Background information
- Born: May 22, 1962 (age 64)
- Occupations: Singer; musician; producer; songwriter;
- Instruments: Vocals, guitar
- Member of: Gin Blossoms

= Jesse Valenzuela =

American rock musician (born 1962)

Jesse Valenzuela (born May 22, 1962) is an American rock musician and singer who is perhaps best known as a member of the alternative rock band Gin Blossoms. He was originally the vocalist in Gin Blossoms when the band first formed in 1987.

In 1988, he switched roles with the band's new guitarist, Robin Wilson. He continued to be a member until the band's breakup in 1997, and reunited with the rest of the group in 2002.

As a songwriter, Valenzuela has written or co-written Gin Blossoms songs including "Til I Hear It From You," "Follow You Down," "Mrs. Rita," "Until I Fall Away" and "As Long As It Matters."

Valenzuela has talked about a lifelong fascination with music and the guitar. He began to play in public when he was 15.

"I've always been a fan of music," Valenzuela noted in a 2018 interview with Icon Vs. Icon. "I've gotten older now, and my mother's started handing over lots of photographs from my childhood. It seems that I always had a guitar in my hand as a kid. I do remember just wanting a guitar really badly and it was all I thought about at that age. I was playing in bars by the time I was 15."

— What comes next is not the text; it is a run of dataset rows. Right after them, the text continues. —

PR #455, opened 2023-06-08
Gesture improvements

zsoltk:
## Description

- Pass the model state to gesture factory
- Adds a much easier API for drag->progress calculation along an axis
- `TestDriveExperiment` uses the new apis, and now allows for diagonal gestures too
- Removes necessity to always define gesture operations as `KEYFRAME`, it's now added automatically
- Some fixes for possible bugs

### DIFF
--- a/appyx-components/spotlight/common/src/commonMain/kotlin/com/bumble/appyx/components/spotlight/ui/slider/SpotlightSlider.kt
+++ b/appyx-components/spotlight/common/src/commonMain/kotlin/com/bumble/appyx/components/spotlight/ui/slider/SpotlightSlider.kt
@@ -12,7 +12,6 @@ import com.bumble.appyx.components.spotlight.SpotlightModel.State.ElementState.D
 import com.bumble.appyx.components.spotlight.SpotlightModel.State.ElementState.STANDARD
 import com.bumble.appyx.components.spotlight.operation.Next
 import com.bumble.appyx.components.spotlight.operation.Previous
-import com.bumble.appyx.interactions.core.model.transition.Operation.Mode.KEYFRAME
 import com.bumble.appyx.interactions.core.ui.context.TransitionBounds
 import com.bumble.appyx.interactions.core.ui.context.UiContext
 import com.bumble.appyx.interactions.core.ui.gesture.Drag
@@ -104,12 +103,12 @@ class SpotlightSlider<InteractionTarget : Any>(
             Orientation.Horizontal -> {
                 when (dragHorizontalDirection(delta)) {
                     Drag.HorizontalDirection.LEFT -> Gesture(
-                        operation = if (reverseOrientation) Previous(KEYFRAME) else Next(KEYFRAME),
+                        operation = if (reverseOrientation) Previous() else Next(),
                         axis = Offset(-width, 0f)
                     )
 
                     else -> Gesture(
-                        operation = if (reverseOrientation) Next(KEYFRAME) else Previous(KEYFRAME),
+                        operation = if (reverseOrientation) Next() else Previous(),
                         axis = Offset(width, 0f)
                     )
                 }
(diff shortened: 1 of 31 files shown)


appyx-components/spotlight/common/src/commonMain/kotlin/com/bumble/appyx/components/spotlight/ui/slider/SpotlightSlider.kt
```diff
@@ -93,42 +92,39 @@ class SpotlightSlider<InteractionTarget : Any>(
...
                     else ->
                         Gesture(
-                            operation = if (reverseOrientation) Next(KEYFRAME) else Previous(KEYFRAME),
-                            dragToProgress = { offset -> (offset.y / height) },
-                            partial = { offset, partial -> offset.copy(y = partial * height) }
+                            operation = if (reverseOrientation) Next() else Previous(),
+                            axis = Offset(height, 0f)
                         )
                 }
             }
```
manuel-martos: Be careful here, `axis` should update `y` component, not `x` one. Otherwise `SpotlightStack3D` will be broken.

appyx-interactions/common/src/commonMain/kotlin/com/bumble/appyx/interactions/core/model/progress/DragProgressController.kt
```diff
@@ -35,10 +36,13 @@ class DragProgressController<InteractionTarget : Any, State>(
...
-        gestureFactory().createGesture(dragAmount, density)
         if (_gestureFactory == null) {
             _gestureFactory = { dragAmount ->
-                gestureFactory().createGesture(dragAmount, density)
+                gestureFactory().createGesture(
+                    state = model.output.value.currentTargetState,
+                    delta = dragAmount,
+                    density = density
+                )
             }
```
manuel-martos, line 46: We can tackle in the context of another ticket, but I find it overkill having to instantiate `GestureFactory` + `Gesture` in this way. For instance, pretend that we have spotlight with `activeIndex = 0`. If we swipe to the right meaning that we should move to previous element, as that element doesn't exist, we cancel gesture immediately and `_gestureFactory` becomes `null`. So, as long as the user is swiping to the right, we keep instantiating gesture factories that last for really short time. No UI change, but  is generating a huge memory pressure.

appyx-interactions/common/src/commonMain/kotlin/com/bumble/appyx/interactions/core/model/progress/DragProgressController.kt
```diff
@@ -51,14 +55,17 @@ class DragProgressController<InteractionTarget : Any, State>(
     private fun consumeDrag(dragAmount: Offset) {
         val currentState = model.output.value
         require(dragAmount.isValid()) { "dragAmount is NaN" }
-        require(dragAmount.getDistance() > 0f) { "dragAmount distance is 0" }
+        if (dragAmount.getDistanceSquared() == 0f) {
+            return
+        }
```
manuel-martos, line 60: 💯

appyx-interactions/common/src/commonMain/kotlin/com/bumble/appyx/interactions/core/ui/math/Vector.kt
```diff
@@ -0,0 +1,51 @@
...
+            when {
+                x < 0 -> 180 + deg
+                y < 0 -> 360 + deg
+                else -> deg
+            }
+        }
+    }
+
+    return (deg + 90) % 360
+}
```
manuel-martos: If precision isn't an issue here, I would suggest to return `Float` instead of `Double`.

appyx-components/spotlight/common/src/commonMain/kotlin/com/bumble/appyx/components/spotlight/ui/slider/SpotlightSlider.kt
zsoltk: Good catch!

Several years of honing his craft in the Arizona music world brought Valenzuela into contact with Gin Blossoms founder and Tempe neighbor Doug Hopkins – and in 1987, Valenzuela joined the band.

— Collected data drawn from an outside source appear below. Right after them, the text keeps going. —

PR #461, opened 2023-06-12
Puzzle 15

vladcipariu91:
## Description

...

## Check list

### DIFF
--- a/appyx-components/demos/common/src/commonMain/kotlin/com/bumble/appyx/components/demos/puzzle15/Puzzle15Model.kt
+++ b/appyx-components/demos/common/src/commonMain/kotlin/com/bumble/appyx/components/demos/puzzle15/Puzzle15Model.kt
@@ -1,0 +1,58 @@
+package com.bumble.appyx.components.demos.puzzle15
+
+import com.bumble.appyx.components.demos.puzzle15.Puzzle15Model.Tile
+import com.bumble.appyx.interactions.Parcelable
+import com.bumble.appyx.interactions.Parcelize
+import com.bumble.appyx.interactions.RawValue
+import com.bumble.appyx.interactions.core.Element
+import com.bumble.appyx.interactions.core.asElement
+import com.bumble.appyx.interactions.core.model.transition.BaseTransitionModel
+import com.bumble.appyx.interactions.core.state.SavedStateMap
+
+class Puzzle15Model(
+    savedStateMap: SavedStateMap?
+) : BaseTransitionModel<Tile, Puzzle15Model.State>(
+    savedStateMap = savedStateMap
+) {
+    data class Tile(val value: String)
+
+    @Parcelize
+    data class State(
+        val items: @RawValue List<Element<Tile>>,
+        val emptyTileIndex: Int
+    ) : Parcelable
+
+    private fun createItems(): List<Tile> {
+        val items = mutableListOf<Tile>()
+        repeat(16) {
+            if (it == 0) {
+                items.add(Tile(""))
+            } else {
+                items.add(Tile(it.toString()))
+            }
+        }
+
+        return items.shuffled()
+    }
+
+    override val initialState: State
+        get() {
+            val items = createItems()
+            val emptyTile = items.find { it.value.isEmpty() }
+            val index = items.indexOf(emptyTile)
+            return State(
+                items = items.map { it.asElement() },
+                emptyTileIndex = index
+            )
+        }
+
+    override fun State.destroyedElements(): Set<Element<Tile>> = emptySet()
+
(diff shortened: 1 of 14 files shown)


appyx-components/demos/common/src/commonMain/kotlin/com/bumble/appyx/components/demos/puzzle15/ui/Puzzle15MotionController.kt
```diff
@@ -0,0 +1,82 @@
...
+) {
+
+    override fun Puzzle15Model.State.toUiTargets(): List<MatchedTargetUiState<Tile, TargetUiState>> =
+        items.mapIndexed { index, tileElements ->
+            MatchedTargetUiState(
+                element = tileElements, // todo: if i create items here this misbehaves because the ids will be different
+                targetUiState = TargetUiState(
+                    position = Position.Target(
+                        value = DpOffset(
+                            x = (index % 4 * 60).dp,
```
zsoltk: I wonder if instead baking in `60`, we could take the total width/height from transition bounds, and just divide them by 4. This would make the entire layout flexible.

appyx-components/demos/common/src/commonMain/kotlin/com/bumble/appyx/components/demos/puzzle15/operation/Swap.kt
```diff
@@ -0,0 +1,73 @@
...
+
+    private fun offsetForDirection(direction: Direction) =
+        when (direction) {
+            Direction.Left -> -1
+            Direction.Up -> -4
+            Direction.Right -> 1
+            Direction.Down -> 4
+        }
+
+    sealed class Direction : Parcelable {
```
zsoltk: Can this be just an `enum class`?

appyx-components/demos/common/src/commonMain/kotlin/com/bumble/appyx/components/demos/puzzle15/Puzzle15Model.kt
```diff
@@ -0,0 +1,58 @@
...
+import com.bumble.appyx.interactions.core.asElement
+import com.bumble.appyx.interactions.core.model.transition.BaseTransitionModel
+import com.bumble.appyx.interactions.core.state.SavedStateMap
+
+class Puzzle15Model(
+    savedStateMap: SavedStateMap?
+) : BaseTransitionModel<Tile, Puzzle15Model.State>(
+    savedStateMap = savedStateMap
+) {
+    data class Tile(val value: String)
```
zsoltk: I'd rather not store it as a `String`. Displaying text in the composition is only one visualisation, it could as well be a slice of a photo. Having it as an `enum` instead could benefit from exhaustive when branching in client code to choose whatever visualisation needed.

settings.gradle.kts
```diff
@@ -60,5 +61,6 @@ project(":appyx-components:backstack:common").name = "backstack"
 project(":appyx-components:spotlight:common").name = "spotlight"
 project(":appyx-components:demos:common").name = "demos"
 project(":appyx-interactions:common").name = "appyx-interactions"
+project(":appyx-components:demos:web").name = "puzzle-15-web"
```
zsoltk: This component isn't necessarily representative of all of the appyx-components demos. Let's move it to its own module inside demos.

vladcipariu91: i renamed the module to `demos-web` instead, it seems too much to have a dedicated module for this game. This now sits at the same level with Promoter and Cards (see appyx-components:demos:common -> commonMain)

demos/appyx-interactions/android/src/main/kotlin/com/bumble/appyx/interactions/MainActivity.kt
```diff
@@ -66,7 +66,7 @@ class MainActivity : ComponentActivity() {
                             Button({ content = 7 }) { Text("7") }
                         }
                         when (content) {
-                            1 -> DatingCards()
+                            1 -> Puzzle15()
```
zsoltk: We still need the `DatingCards`, can you add this as a new item to the bottom of the list?

settings.gradle.kts
zsoltk: It makes it sound like this example is representative of all the possible web demos, that's why I'd rather have it in its own module, and then depend on a bunch of them for a compiled web demo.

demos/appyx-interactions/android/src/main/kotlin/com/bumble/appyx/interactions/MainActivity.kt
vladcipariu91: oops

By 1989, the Gin Blossoms were fully up and running and released their first album, Dusted, with Hopkins serving as the principal songwriter but with Valenzuela contributing four tracks.

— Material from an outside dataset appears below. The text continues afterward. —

Issue #464, opened 2023-06-15
MutableUiState visibility is incorrectly resolved in some cases


KovalevAndrey:
If `MutableUiState` has `Scale` or `Rotation` motion properties that modify the bounds of UiElement then visibility will be incorrectly resolved as it doesn't take these properties into account.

Although an independent, low-budget effort, Dusted planted a flag in the ground for the Arizona rockers. Some of its songs – "Lost Horizons," "Hey Jealousy" and "Found Out About You" – reached a wider audience when included on the band's major-label debut, 1992's New Miserable Experience. That album spawned six singles and achieved multi-platinum status.

All Music described New Miserable Experience as "a tight and lean collection of brilliant, edgy pop music." Rolling Stone called the album "fresh and highly personal," and said: "the ease with which this quintet casts hooks suggests that there's plenty more in store."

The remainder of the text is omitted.